Na última quarta-feira, dia 8, Canella foi detido após ser flagrado com um fuzil na mala de seu veículo. Após a audiência de custódia, foi encaminhado para o Presídio Pedrolino Werling de Oliveira, conhecido como Bangu 8, situado no Complexo de Gericinó, na Zona Oeste do Rio. A decisão de libertação foi assinada pelo ministro Alexandre de Moraes, do STF, que também determinou que o ex-prefeito deverá usar uma tornozeleira eletrônica como condição de sua liberdade.
A Operação Unha e Carne, que agora atinge sua sexta fase, tem como foco a desarticulação de uma quadrilha suspeita de utilizar postos de combustíveis como meio para lavagem de dinheiro. Documentos da investigação indicam que mais de R$ 7,6 bilhões movimentados nos últimos seis anos estão vinculados a uma rede de postos. Inicialmente, Canella era visto apenas como alvo de busca e apreensão, mas a situação evoluiu em função das revelações que surgiram durante as apurações.
A Polícia Federal cumpriu mandados em 19 locais variados, incluindo endereços na capital e nas cidades de Niterói, São Gonçalo, Itaboraí e Resende.
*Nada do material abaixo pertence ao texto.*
PR #150, opened 2019-08-15
Use SFML for ImGui

### LINKED ISSUE #147: Write ImGui interface for SFML
SFML isn't currently one of the supported window-creation frameworks for ImGUI - It looks pretty simple and we can probably even push it back upstream like nice open source people

neworderofjamie:
Hopefully this will allow us to move entirely to using SFML. 
1. New example, building IMGUI demo application using BoB robotics build system and SFML for window creation
2. Attempted to directly port GLFW interface for ImGui to SFML - a features aren't supported in SFML 2.4 which is provided by Ubuntu 18 but SFML 2.5 seems far superior - my hope is to push this upstream

@alexdewar I feel it would be better to have the OpenGL stuff as a dependency for the imgui module rather than the example, but I have no idea how to do that :smile: 
@alexdewar - ImGui doesn't build cleanly with your compiler, could you look at what flags are required, this is also beyond my current level of cmake skills
@alexdewar *finally* could you try the example on your machine and check the clipboard and cursor stuff actually works rather than merely compiling

Fixes #147


examples/imgui/imgui.cc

O resultado da operação foi significativo, com a apreensão de 11 automóveis de luxo, bem como a descoberta de R$ 800 mil em espécie em uma empresa em Niterói. Além disso, um policial militar foi detido por porte de arma em residência de um dos supostos envolvidos.
Os desdobramentos desses acontecimentos estão sendo amplamente discutidos nas redes sociais, e as investigações em curso apontam possíveis acusações de associação criminosa, lavagem de dinheiro e contratações irregulares. A Operação Unha e Carne faz parte da Força-Tarefa Missão Redentor II, coordenada pela Polícia Federal sob a ordem do STF.
Marcus Amim, que teve um papel significativo na Polícia Civil entre 2023 e 2024, também está entre os investigados. Sua nomeação foi influenciada por Canella e pelo deputado Rodrigo Bacellar, hoje preso. No entanto, a situação política e o envolvimento de Amim geraram controvérsias, especialmente após mudanças nas legislações que permitiram sua ascensão ao cargo.
As confusões continuam com a citação de outros personagens no esquema, incluindo policiais e ex-milicianos, sendo que as defesas de todos os investigados ainda não se pronunciaram publicamente. O ambiente, marcado por operações de grande complexidade, revela a intersecção entre política e criminalidade no estado do Rio de Janeiro, tema que deve seguir em alta nas discussões de mídia e entre a população.